Issue #1434, opened 2026-08-24
Family-tier CI battery: parity oracle on llama bumps, hybrid boundary sweeps, tier-3 family removals


i386:
## Context

Split-model serving on mixed-hardware labs shows inconsistent, family- and split-boundary-dependent failures. Root-cause review of #1420 and #1429 shows the failures are bugs, not methodology, and that CI currently proves "the splits we tested still run" rather than "any split we'd ship is equivalent to not splitting at all."

Key findings motivating this issue:

- **B1 (High):** `model_requires_recurrent_state` (`crates/skippy-server/src/kv_integration/config.rs:173-186`) probes only the *first* layer file in `[layer_start, layer_end)`. Interleaved hybrids (Kimi-Linear, Qwen3-Next) whose stage starts on an attention layer misresolve `Auto` → `ResidentKv`, so recurrent state never crosses the boundary. Whether it fails depends on where the planner cuts. Not fixed by #1429; the unified radix tree makes payload selection the single point of failure.
- **B2 (High):** patch 0001 drops `synchronize()` before `embd_seq.clear()` in encode/decode and from `~llama_context()` while async copies may be in flight → nondeterministic corruption scaling with model size.
- **B4/B5 (High):** `stage_export_kv_page` never exports `k_idx` indexer rows (GLM-DSA/MSA silently wrong; blocks context-shift) and requires uniform K/V row sizes across stage layers.
- #1429 adds two HIGH bugs in the radix insert/replace path (concurrent duplicate resident record leaks a native seq; replace resets `active_refs`), plus a regression: serving-KV record ladder removed (partial compensation for KvRecurrent).

This issue covers the **CI and family-matrix work** to keep these bug classes from regressing (bug fixes themselves tracked separately).

## Family tiers

Artifacts are the certification set CI actually runs — not the largest available model per family. File sizes are the GGUF download size per artifact, pulled from the artifact source (HF tree API); `~` marks an estimate for repos behind auth where the tree API is unavailable. Package-backed rows show the full layer-set size; CI materializes only the owned stage range.

### Tier 1 — full battery on every llama bump

Parity oracle (full-model vs split, token-exact) + dtype lanes + boundary sweep for hybrids.

| Family | Cert artifact | File size | Why Tier 1 |
|---|---|---|---|
| Qwen3 dense | Qwen3-0.6B Q8_0 | 0.64 GB | Core prod family; state-size baseline |
[...]

PR #1435, opened 2026-08-24
fix(skippy): repair split-serving correctness bugs (B1/B2/B4/B6/B8 + 0016 ABI)

i386:
Stacked on #1429 (do not merge independently).

## What this fixes

Split-model serving on mixed-hardware labs no longer produces family- and boundary-dependent garbage:

- **Hybrid stages keep their recurrent state (B1):** `model_requires_recurrent_state` now probes every layer file in `[layer_start, layer_end)`, so a Kimi-Linear / Qwen3-Next stage that starts on an attention layer resolves `Auto` → `KvRecurrent` instead of `ResidentKv`. This was the canonical "every attempt is a new science experiment" bug.
- **No more nondeterministic corruption on larger models (B2):** the llama patch queue dropped `synchronize()` before `embd_seq.clear()` in encode/decode and from `~llama_context()` while async tensor-get copies could still be in flight. Both syncs are restored.
- **GLM-DSA / MiniMax-MSA KV pages are correct (B4)::** `stage_export_kv_page` / `stage_import_kv_page` now carry the `k_idx` indexer rows (new `SKIPPY_KV_PAGE_FLAG_HAS_K_IDX` flag + `k_idx_row_bytes` descriptor field). Previously sparse attention silently used stale indexer state and context-shift was blocked.
- **Embedding reorder corruption (B6):** `output_reorder` swaps pooled embedding rows at `n_embd_out` stride again, not `n_embd`.
- **No more size-dependent ggml aborts on unlisted arches (B8):** the scaled `graph_max_nodes` budget (`max(n_tokens*40, 32*n_tensors)`, KIMI_K3 keeps 160) applies to every architecture instead of a hand-picked allowlist.
- **Mixed-iteration batch ABI hardening (0016):** activation inputs wider than the stage model's input embedding are rejected with `UNSUPPORTED` instead of overflowing the batch row write, and the Rust-side session token bookkeeping is computed atomically after a successful batch (a mid-loop overflow error can no longer leave a subset of sessions desynced from native state).

## Protocol / ABI

`skippy_kv_page_desc` and `skippy_kv_page_component_desc` grow `k_idx_row_bytes`; `SKIPPY_ABI_VERSION_PATCH` bumps 40 → 41 with the Rust `skippy-ffi` constants and mirrors in sync. Old and new runtimes reject mixed pairing via the ABI version gate, so no silent interop.

## Validation

- Patch queue regenerated from the pinned upstream and round-tripped through `scripts/prepare-llama.sh pinned` (applies clean, 17 patches).
- `cargo check` / `clippy -D warnings` / `cargo test --lib` green for `skippy-ffi`, `skippy-runtime`, `skippy-server`; `cargo check -p mesh-llm` clean; `cargo fmt --all --check` clean.
- New unit test: layer-package inspection selects every in-range layer file (the B1 shape).
- Skippy API docs regenerated (`SKIPPY_ABI_VERSION_PATCH = 41`).

Closes the bug-fix half of #1434 (CI/family-matrix work follows as a stacked PR on this one).

## Summary by CodeRabbit

- **New Features**
  - Added mixed iteration batches supporting variable-length requests, per-request activations, and optional sampling.
  - Added staged model execution and ordered multi-part model loading.
  - Added session state management, KV-cache transfer, trimming, checkpoint retirement, and resident-prefix handling.
  - Added composite ISWA KV-cache support and improved cache portability.
- **Bug Fixes**
  - Improved session consistency when batch updates encounter errors.
  - Strengthened model, cache, and request validation.
- **Documentation**
  - Updated the documented ABI version to 41.

### DIFF
--- a/third_party/llama.cpp/patches/0001-Add-staged-model-graph-and-family-support.patch
+++ b/third_party/llama.cpp/patches/0001-Add-staged-model-graph-and-family-support.patch
@@ -228,7 +228,7 @@ index 7159e23bf..909e34290 100644
      LLM_TENSOR_VISEXP_ATTN_OUT,
      LLM_TENSOR_VISEXP_FFN_GATE,
 diff --git a/src/llama-context.cpp b/src/llama-context.cpp
-index 52f8d5367..f22aa2532 100644
+index 52f8d5367..9d955ae18 100644
 --- a/src/llama-context.cpp
 +++ b/src/llama-context.cpp
 @@ -10,7 +10,6 @@
@@ -341,17 +341,7 @@ index 52f8d5367..f22aa2532 100644
  
      if (cparams.n_ctx_seq < hparams.n_ctx_train) {
          LLAMA_LOG_INFO("%s: n_ctx_seq (%u) < n_ctx_train (%u) -- the full capacity of the model will not be utilized\n",
-@@ -479,9 +482,6 @@ llama_context::llama_context(
- }
- 
- llama_context::~llama_context() {
--    // wait for any pending asynchronous copies into the output buffers before they are freed
--    synchronize();
--
-     if (!model.hparams.no_alloc) {
-         for (size_t i = 0; i < backend_ptrs.size(); ++i) {
-             ggml_backend_t             backend = backend_ptrs[i];
-@@ -503,6 +503,22 @@ llama_context::~llama_context() {
+@@ -503,6 +506,22 @@ llama_context::~llama_context() {
  
  void llama_context::resolve_fused_ops(const llama_memory_context_i * mctx, uint32_t n_seqs) {
      const char * func = __func__;
@@ -374,7 +364,7 @@ index 52f8d5367..f22aa2532 100644
      auto resolve = [&](const llm_fused_op_probe & probe, bool & enabled) {
          if (!enabled) {
              return;
-@@ -1169,7 +1185,7 @@ void llama_context::set_embeddings_nextn(bool value, bool masked) {
+@@ -1169,7 +1188,7 @@ void llama_context::set_embeddings_nextn(bool value, bool masked) {
  void llama_context::set_embeddings_layer_inp(uint32_t lid, bool enable) {
      LLAMA_LOG_DEBUG("%s: lid = %d, enable = %d\n", __func__, lid, enable);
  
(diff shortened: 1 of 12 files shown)


michaelneale (approved):

michaelneale (approved):
yeah - need this, lots of failures though.

third_party/llama.cpp/patches/0001-Add-staged-model-graph-and-family-support.patch
```diff
@@ -2182,27 +2180,33 @@ index 2e2bd7dc6..117de97f9 100644
 +        }
 +        const uint32_t n_embd_v = hparams.n_embd_v_gqa(il);
 +        const bool has_v_stream = layer.v_stream.size() > strm && layer.v_stream[strm] != nullptr;
++        const bool has_k_idx_stream = layer.k_idx_stream.size() > strm && layer.k_idx_stream[strm] != nullptr;
```
ndizazzo, line 2183: This only exports indexer rows when a `k_idx` stream already exists, but the patch leaves `indexer_kv` false and never wires model metadata to enable it. That keeps `n_embd_k_idx` at zero, so the stream and `HAS_K_IDX` flag are never created. GLM-DSA also keeps its indexer state in `get_lid()`, not the cache selected by this path. Please wire the metadata, use the right cache, and prove the round trip with the affected model families.

third_party/llama.cpp/patches/0011-Wire-staged-runtime-builds-and-tests.patch
```diff
@@ -1205,68 +1205,63 @@ index 9556bfd84..446da8dad 100644
...
  LLAMA_API enum skippy_status skippy_import_recurrent_state(
          struct skippy_session * session,
          const void * input,
-         size_t input_bytes,
-         struct skippy_error ** out_error);
- 
-+/** @brief Trims the session's token history and associated state. */
- LLAMA_API enum skippy_status skippy_trim_session(
-         struct skippy_session * session,
+@@ -81,12 +93,14 @@ LLAMA_API enum skippy_status skippy_trim_session(
```
ndizazzo: Regenerating this patch drops the adjacent `@brief` comments for the public session functions. The prepared queue applies, but `generate-skippy-api-doc.py --check` then fails on `skippy_trim_session` and the website reference can't be regenerated. Please keep those comments in the owning patch and commit the regenerated API page.

ndizazzo (changes requested):
Needs revision. The indexer-state fix is still unreachable, and the regenerated public API patch also drops required documentation.

Follow-ups:
- Add real GLM-DSA and MiniMax-MSA round-trip coverage that proves `HAS_K_IDX` is emitted and restored.
- Regenerate the Skippy API reference and run the generator's `--check` mode after restoring the comments.

i386:
-

i386:
-

i386:
Superseded by #1436, which is now based directly on `main` and carries the B1–B8 fixes plus the certified-family CI battery.

The documentation correction was re-homed into #1436 at `7917eebb`, and the scheduler panic-containment ordering fix was preserved at `a8e1db5c`. Closing this PR to keep the forward line in one place.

::::

→ Your assignment
The line containing "- **B1 (High):**" marks the end: copy exactly every line from the top of the data above down to it, that line included.

→ Task output
Issue #1434, opened 2026-08-24
Family-tier CI battery: parity oracle on llama bumps, hybrid boundary sweeps, tier-3 family removals


i386:
## Context

Split-model serving on mixed-hardware labs shows inconsistent, family- and split-boundary-dependent failures. Root-cause review of #1420 and #1429 shows the failures are bugs, not methodology, and that CI currently proves "the splits we tested still run" rather than "any split we'd ship is equivalent to not splitting at all."

Key findings motivating this issue:

- **B1 (High):** `model_requires_recurrent_state` (`crates/skippy-server/src/kv_integration/config.rs:173-186`) probes only the *first* layer file in `[layer_start, layer_end)`. Interleaved hybrids (Kimi-Linear, Qwen3-Next) whose stage starts on an attention layer misresolve `Auto` → `ResidentKv`, so recurrent state never crosses the boundary. Whether it fails depends on where the planner cuts. Not fixed by #1429; the unified radix tree makes payload selection the single point of failure.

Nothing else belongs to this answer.